Needed from the data below: all lines that contain the word "outside".

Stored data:
—————
PR #2175, opened 2018-05-30
TN-1187, TN-188 Created workaround to non-associative relativedelta month math

pbugni:
Resolve the inconsistencies of using a non discrete metric (month) in an associative manner.

The tests module now include `associative_backdate` to adjust the "now" value such that the tests will perform in a deterministic manner when run at end dates which don't yield associative results.

### DIFF
--- a/tests/__init__.py
+++ b/tests/__init__.py
@@ -50,6 +50,35 @@ from portal.models.communication_request import CommunicationRequest
 CommunicationRequest
 
 
+def associative_backdate(now, backdate):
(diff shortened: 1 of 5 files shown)


tests/__init__.py
```diff
@@ -50,6 +50,35 @@
 CommunicationRequest
 
 
+def associative_backdate(now, backdate):
```
ivan-c: Would [commutative](https://en.wikipedia.org/wiki/Commutative_property) be more appropriate jargon? :)

PR #2185, opened 2018-05-30
Feature/development gulpfile code cleanup

achen2401:
code cleanup - use pipe callback instead of settimeout function for executing callback for gulp less tasks.
@ivan-c Ivan, this is good for this sprint but probably can wait until next sprint also.


portal/development_gulpfile.js
```diff
@@ -157,14 +157,12 @@ gulp.task("gilLess", () => {
         .pipe(postCSS())
         .pipe(rename(GIL + ".css"))
         .pipe(sourcemaps.write("../../../"+mapPath)) //path relative to the source file
-        .pipe(gulp.dest("gil/" + cssPath));
-
-    setTimeout(function() {
-        replaceStd(GIL + ".css.map");
-    }, 500);
+        .pipe(gulp.dest("gil/" + cssPath))
```
ivan-c: If you need to access something outside `rootPath` (ie `static`) you should probably change `rootPath` to a higher directory. 

Can you rewrite `rootPath` or `cssPath` as necessary so everything can be relative (subdirectory) to `rootPath`?

Decent example of using using `process.cwd()` to set something similar to `rootPath` [here](https://stackoverflow.com/questions/30594308/how-can-i-get-the-path-from-where-gulp-was-run/30595657#30595657)

achen2401: @ivan-c ivan, it is a bit complicated - dealing with multiple entry points here:  ./static/, ./gil/static, ./eproms/static,  to each of the destination that the gulp task generates the css file. I rewrote to have a central rootPath, "./" to but still need to diverge to each (EPROMsPath and GILPath) for the generated css file.

ivan-c:
Sorry for the nitpicking, I was hoping to make it easier to run `npm`/`gulp` from any directory, but it seems `gulp` will `cd` to the same directory when you specify `--gulpfile`, reducing the need to use absolute paths everywhere
>--gulpfile, -f Manually set path of gulpfile. Useful if you have multiple gulpfiles. This will set the CWD to the gulpfile directory as well.

PR #2186, opened 2018-05-30
TN-1195 tx trigger date older than consent

pbugni:
With a treatment date much older than the consent date, we hit an error due to a well hidden bug.
Now checking the trigger_date for each questionnaire bank as it's being processed, as they don't all use the same trigger_date logic (baseline vs. recurring, for example).

### DIFF
--- a/tests/test_assessment_status.py
+++ b/tests/test_assessment_status.py
@@ -21,6 +21,7 @@ from portal.models.recur import Recur
 from portal.models.research_protocol import ResearchProtocol
 from portal.models.role import ROLE
 from portal.models.user import get_user
+from portal.system_uri import ICHOM
 from tests import associative_backdate, TestCase, TEST_USER_ID
 
 now = datetime.utcnow()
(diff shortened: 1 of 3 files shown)


tests/test_assessment_status.py
```diff
@@ -655,6 +656,24 @@ def test_boundary_in_progress_expired(self):
         a_s = AssessmentStatus(user=self.test_user, as_of_date=nowish)
         self.assertEquals(a_s.overall_status, 'Partially Completed')
 
+    def test_all_expired_old_tx(self):
+        self.login()
+        # backdate outside of baseline window (which uses consent date)
+        backdate, nowish = associative_backdate(
+            now=now, backdate=relativedelta(months=4, hours=1))
```
ivan-c: Would you be able to use the current datetime instead of `now`?

pbugni: `now` is the effective current datetime, cached at the module level to avoid the indeterminate problems of test run time.

ivan-c: That would make individual tests run consistently relative to eachother, but I don't think it would cover test runs on different days, like the situation that allowed us to discover the `dateutil.relativedelta` forward/back issue

PR #2191, opened 2018-06-01
TN-1198 copyright translation fix

achen2401:
address TN-1198 https://jira.movember.com/browse/TN-1198
fix untranslated copyright text before authentication

### DIFF
--- a/portal/static/js/main.js
+++ b/portal/static/js/main.js
@@ -1897,44 +1897,43 @@ var tnthDates = {
         var locale = "";
         if (sessionLocale) {
             return sessionLocale;
-        } else {
-            if (!checkJQuery()) { /*global checkJQuery */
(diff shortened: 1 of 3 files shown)


portal/static/js/main.js
```diff
@@ -1891,17 +1891,21 @@ var tnthDates = {
...
     },
-    "getUserLocale": function(force) {
+    "getUserLocale": function() {
         var sessionKey = this.localeSessionKey;
         var sessionLocale = sessionStorage.getItem(sessionKey);
         var locale = "";
-        if (!force && sessionLocale) {
+        if (sessionLocale) {
             return sessionLocale;
         } else {
```
ivan-c: I don't *think* you need that else anymore since you're `return`ing

PR #2197, opened 2018-06-04
TN-1162 pre-flight check for ExclusionPersistence

pbugni:


pbugni:
@ivan-c I just rebased due to conflicts, which was a significant pain due to all the 2to3 changes.  It'd be nice to get this merged soon so we can avoid doing that again...

PR #2199, opened 2018-06-04
TN-1176 role display name

pbugni:


pbugni:
@achen2401 could you modify the front end to use the `display_name` field you'll now find in the roles APIs in place of the front end code doing the same (Title Case and white space for underscores trick)?

PR #2204, opened 2018-06-05
TN-1222 Initial 2to3 run

ivan-c:
* Run `2to3` as follows below
  * Do not use fixes that add unnecessary `list()` wrapping
  * Do not run `print` fixes, some already exist as functions
* Todo: fix flask-dogpilecache

```
2to3 \ 
    --fix all \ 
    --nofix dict \ 
    --nofix print \ 
    --nofix filter \ 
    --nofix map \ 
    --nofix xrange \ 
    --nofix zip \ 
    --write \ 
    --nobackups \ 
    --processes=2 .
```

### DIFF
--- a/docker/remap_envvars.py
+++ b/docker/remap_envvars.py
@@ -2,7 +2,7 @@
 # Parses and remaps DB URLs into standard psql environment variables
 # https://www.postgresql.org/docs/9.6/static/libpq-envars.html
 
-from urlparse import urlparse
+from urllib.parse import urlparse
 from os import environ
 
 
--- a/portal/audit.py
+++ b/portal/audit.py
@@ -31,7 +31,7 @@ def auditable_event(message, user_id, subject_id, context="other"):
     subject_id: The user id upon which the action was performed
 
     """
-    text = u"performed by {0} on {1}: {2}: {3}".format(
+    text = "performed by {0} on {1}: {2}: {3}".format(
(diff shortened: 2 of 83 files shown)


docker/remap_envvars.py
```diff
@@ -2,7 +2,7 @@
 # Parses and remaps DB URLs into standard psql environment variables
 # https://www.postgresql.org/docs/9.6/static/libpq-envars.html
 
-from urlparse import urlparse
+from urllib.parse import urlparse
```
pbugni: this will break on python2 - do we need a shim?

portal/audit.py
```diff
@@ -31,7 +31,7 @@ def auditable_event(message, user_id, subject_id, context="other"):
     subject_id: The user id upon which the action was performed
 
     """
-    text = u"performed by {0} on {1}: {2}: {3}".format(
+    text = "performed by {0} on {1}: {2}: {3}".format(
```
pbugni: Won't this potentially create coercion errors if say the message contains unicode while we're still on py2?

portal/models/communication.py
```diff
@@ -20,6 +20,7 @@
 from .questionnaire_bank import QuestionnaireBank
 from ..trace import dump_trace, establish_trace, trace
 from .user import User
+import collections
```
pbugni: should be above local imports

PR #2206, opened 2018-06-05
TN-1163 Added new tests for dict_tools.py

John0Randolph:
- added tests for dict_tools.py

### DIFF
--- a/portal/dict_tools.py
+++ b/portal/dict_tools.py
@@ -30,7 +30,7 @@ def dict_match(newd, oldd, diff_stream):
 
     """
     added, removed, modified, same = dict_compare(newd, oldd)
-    if len(same) == len(list(newd.keys())) and len(list(newd.keys())) == len(list(oldd.keys())):
+    if len(same) == len(newd.keys()) and len(newd.keys()) == len(oldd.keys()):
         assert not added
         assert not removed
         assert not modified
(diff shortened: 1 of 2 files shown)


portal/dict_tools.py
```diff
@@ -30,7 +30,7 @@ def dict_match(newd, oldd, diff_stream):
 
     """
     added, removed, modified, same = dict_compare(newd, oldd)
-    if len(same) == len(newd.keys()) and len(newd.keys()) == len(oldd.keys()):
+    if len(same) == len(list(newd.keys())) and len(list(newd.keys())) == len(list(oldd.keys())):
```
pbugni: I imagine the list(*.keys()) came from http://python-future.org/compatible_idioms.html#dict-keys-values-items-as-a-list, but I don't believe that's necessary to check the `len`gth?  (That is, we don't need to force it to be of type list, just comparing the length of the two here)

portal/dict_tools.py
```diff
@@ -43,7 +43,7 @@ def dict_match(newd, oldd, diff_stream):
             diff_stream.write(
                 "removed {}\n".format({k:oldd.get(k) for k in removed}))
         if modified:
-            for k in modified.keys():
+            for k in list(modified.keys()):
                 diff_stream.write(
```
pbugni: same as above, we just need to iterate over the keys here - no need to force to be a `list` type

portal/dict_tools.py
John0Randolph: Looks like you're right. I added the list(*.keys()) with 2to3 but I see now that they're not necessary in this case.

PR #2209, opened 2018-06-06
System maintenace UI changes

achen2401:
@mcjustin @pbugni @ivan-c 
I added the UI **placeholder element** for system maintenance message in the landing pages for EPROMs and TruenTH USA - and stylings for each.  As I was working on it, I became unsure as to what config variable (e.g. message, time windows) would be best for this.  You are free to fill in the message/conditional.


achen2401:
should be against master, will re-open.

PR #2559, opened 2018-08-10
TN-1418 fix unique email check to ignore case

achen2401:
addressing TN 1418: https://jira.movember.com/browse/TN-1418

fix unique email API check to ignore case

*think* this is a right fix, but feedback on this is appreciated

### DIFF
--- a/portal/views/user.py
+++ b/portal/views/user.py
@@ -1398,7 +1398,8 @@ def unique_email():
     """
     email = request.args.get('email')
     validate_email(email)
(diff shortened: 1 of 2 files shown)


achen2401:
@mcjustin justin, hmm, i think so - assuming by accommodating, you mean that whatever a user entered for his/her email is preserved in the db.  note, this is only checking whether the email is **unique** regardless of case, no modification of existing email has occurred here.

PR #2566, opened 2018-08-15
TN-1407 API to reactivate deleted account.

pbugni:


portal/models/user.py
```diff
@@ -1575,8 +1575,8 @@ def delete_user(self, acting_user):
 
         if self == acting_user:
             raise ValueError("can't delete self")
-        if self is None or acting_user is None:
-            raise ValueError("both user and acting_user must be well defined")
+        if acting_user is None:
```
ivan-c: Just curious, why not `not acting_user` vs `is None`?

portal/models/user.py
```diff
@@ -1605,6 +1605,40 @@ def delete_user(self, acting_user):
...
+        for tracking purposes, and a new one will be created for posterity
+
+        :param self: user to reactivate
+        :param acting_user: individual executing the command, for audit trail
+
+        """
+        if not self.deleted:
+            raise ValueError("can't reactivate active user")
+        if self == acting_user:
+            raise ValueError("can't delete self")
```
ivan-c: should that be "reactivate"?

portal/models/user.py
```diff
@@ -1605,6 +1605,40 @@ def delete_user(self, acting_user):
...
+        if acting_user is None:
+            raise ValueError("reactivate requires well defined acting_user")
+
+        # The email was masked during delete.  Need to confirm a user didn't
+        # sneak in with the same address while deleted.  The accessor returns
+        # the unmasked value.
+        unmasked = self.email
+        if User.query.filter(User.email == unmasked).count() > 0:
```
ivan-c: Do we need to consider (lower)casing here?

portal/models/user.py
pbugni: no good reason - is None is clearly too specific for this case.  will fix

portal/models/user.py
pbugni: aye!

PR #2569, opened 2018-08-17
Feature/fe patients list deactivation reactivation ui

achen2401:
address https://jira.movember.com/browse/TN-1252
add UI changes to allow staff admin to deactivate/reactivate patient accounts
feature is enabled by config value
- deactivated accounts will be hidden by default
- checkbox is added to allow viewing of deactivated accounts
- UI button added to allow reactivation of a deactivated patient account


portal/static/js/admin.js
```diff
@@ -197,83 +234,155 @@
                 };
                 $("#adminTable").bootstrapTable(this.getTableConfigOptions(options));
             },
-            getTableConfigOptions: function(options) {
-                if(!options) {
+            getTableConfigOptions: function (options) {
+                if (!options) {
                     return this.tableConfig;
                 } else {
```
ivan-c: Don't think you need an `else` if you `return` in the `if`...

achen2401:
@ivan-c ivan, using ajax call is a good idea.  I will try if I get a chance.  The problem I was running into was trying to make sure the state of each data row (e.g. deactivated vs reactivated) stayed when the view of the bootstrap table changed - as when pagination or filtering is introduced.  Had to research the documentation a while (e.g. finding out which event to listen for and which method to use to update field data, etc).

PR #2576, opened 2018-08-20
TN-1252 followup fixes - css fix and event binding fix

achen2401:
followup fixes to story, TN-1252:
- noting that event is bound to the popover element multiple times - added fix to prevent that
- add css styling to popover in eproms, only did it for truenth USA before
- prevent reports from viewable for deactivated users (i.e. server error occurs if it happens)


achen2401:
closing this, need to make one more fix

PR #2579, opened 2018-08-21
TN-1252 followup fix - remove rowlink event from deleted account row

achen2401:
followup fix to https://jira.movember.com/browse/TN-1252

- prevent clicking on deactivate account row to navigate away to profile page
- prevent row from clickable from account is being deactivated


achen2401:
@ivan-c ivan, thank you, conflicts resolved

PR #2581, opened 2018-08-22
Add ApiKey authentication to Swagger Docs

John0Randolph:
Note that only 1/2 to 2/3 of the methods work with this (the ones with the lock icon), and none of the ones that have `roles required` - for those I'm in the process of adding `oauth`. But I think it merits its own PR as it should be able to be standalone, and likely will require a decent amount of QA and bug fixes.


portal/views/portal.py
```diff
@@ -919,6 +919,13 @@ def spec():
             },
         },
         "schemes": ("http", "https"),
+        "securityDefinitions": {
+            "Authorization": {
```
ivan-c: Can you rename this to `ServiceToken`? `Authorization` can be an overloaded term

portal/views/assessment_engine.py
```diff
@@ -51,10 +52,11 @@
...
     '/patient/<int:patient_id>/assessment',
     defaults={'instrument_id': None},
-)
+    methods=('OPTIONS', 'GET'))
 @assessment_engine_api.route(
-    '/patient/<int:patient_id>/assessment/<string:instrument_id>'
-)
+    '/patient/<int:patient_id>/assessment/<string:instrument_id>',
+    methods=('OPTIONS', 'GET'))
+@crossdomain(origin='*')
```
ivan-c: We'll need to protect these a little better (not allowing any domain), but still let Swagger UI to make CORS requests.

@pbugni thoughts?

Some ideas:
* Only allow in non-prod environments (`SYSTEM_TYPE != 'production'`)
* Only allow from truenth.org domains (our Swagger UI is hosted at stg.us.truenth.org/dist)

portal/views/assessment_engine.py
```diff
@@ -774,8 +778,9 @@ def get_assessments():
 
 @assessment_engine_api.route(
     '/patient/<int:patient_id>/assessment',
-    methods=('PUT',),
+    methods=('OPTIONS', 'PUT')
 )
+@crossdomain(origin='*', headers=('Content-Type', 'Authorization'))
```
ivan-c: Annoyed to find that the JSON `Content-Type` isn't listed here :/ (and thus why we need to add it to `Access-Control-Allow-Headers`)
https://developer.mozilla.org/en-US/docs/Web/HTTP/CORS
```
The only allowed values for the Content-Type header are:
application/x-www-form-urlencoded
multipart/form-data
text/plain
```

portal/views/assessment_engine.py
```diff
@@ -774,8 +778,9 @@ def get_assessments():
 
 @assessment_engine_api.route(
     '/patient/<int:patient_id>/assessment',
-    methods=('PUT',),
+    methods=('OPTIONS', 'PUT')
```
ivan-c: @pbugni 
Can we add these additional methods (required for CORS) with the `@crossdomain` decorator?

portal/views/crossdomain.py
```diff
@@ -12,7 +12,11 @@
 def crossdomain(
         origin=None,
         methods=None,
-        headers=('Authorization', 'X-Requested-With', 'X-CSRFToken'),
+        headers=(
+            'Authorization',
+            'X-Requested-With',
+            'X-CSRFToken',
+            'Content-Type'),
```
ivan-c: I think you already added `Content-Type` to every place you're calling the `@crossdomain` decorator.

If I understand correctly and it's duplicated, I would remove it from the default `headers` here, or remove it from each place you added the `@crossdomain`

portal/views/assessment_engine.py
pbugni: I think we need a whitelist.  We have one in `models.client.validate_origin` - can this be extended with the known swagger hosts?

portal/views/assessment_engine.py
pbugni: I don't believe so - I think we will need to call out the additional `OPTIONS` method in the `methods` parameter to `route()`

ivan-c:
Closing in favor #2708, which is based on the latest work by John

PR #2583, opened 2018-08-23
TN-977 correct off by one error

pbugni:
Off by two, actually.  Zero index and strictly less than comparison.  Note, the failure is bumped AFTER the check if the current attempt is bad.

### DIFF
--- a/portal/views/auth.py
+++ b/portal/views/auth.py
@@ -374,7 +374,7 @@ def flask_user_password_failed_event(app, user, **extra):
     If this happens too often, for security reasons,
     the user will be locked out of the system.
     """
-    count = user.add_password_verification_failure()
+    count = user.password_verification_failures
     auditable_event(
         'local user failed password verification. Count "{}"'.format(
             count
--- a/portal/views/extend_flask_user.py
+++ b/portal/views/extend_flask_user.py
@@ -51,14 +51,18 @@ class LockoutLoginForm(LoginForm):
     def validate(self):
         """prevent locked out users from logging in
 
-        Before verifying the user's credentials
-        check to see if the user is locked out.
-        If the user is locked out display an error
+        If user has exceeded failed attempts, display an error
         message below the password field.
+
         """
+        success = super(LockoutLoginForm, self).validate()
+
         # Find user by email address (email field)
         user_manager = current_app.user_manager
         user = user_manager.find_user_by_email(self.email.data)[0]
+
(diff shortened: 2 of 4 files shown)


portal/views/extend_flask_user.py
```diff
@@ -51,15 +51,19 @@ class LockoutLoginForm(LoginForm):
...
         """prevent locked out users from logging in
 
-        Before verifying the user's credentials
-        check to see if the user is locked out.
-        If the user is locked out display an error
+        If user has exceeded failed attempts, display an error
         message below the password field.
+
         """
+        success = super(LockoutLoginForm, self).validate()
```
drryanjames: This can fail for reasons other than a password verification failure. See https://github.com/uwcirg/Flask-User/blob/v0.6.21.1/flask_user/forms.py#L192

portal/views/extend_flask_user.py
```diff
@@ -51,15 +51,19 @@ class LockoutLoginForm(LoginForm):
...
+
         # Find user by email address (email field)
         user_manager = current_app.user_manager
         user = user_manager.find_user_by_email(self.email.data)[0]
 
+        if not success:
+            user.add_password_verification_failure()
```
drryanjames: This should only be added when the user_password_failed signal is fired: https://github.com/uwcirg/Flask-User/blob/v0.6.21.1/flask_user/forms.py#L225

portal/views/auth.py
—————
TASK OUTPUT:
ivan-c: If you need to access something outside `rootPath` (ie `static`) you should probably change `rootPath` to a higher directory. 
+        # backdate outside of baseline window (which uses consent date)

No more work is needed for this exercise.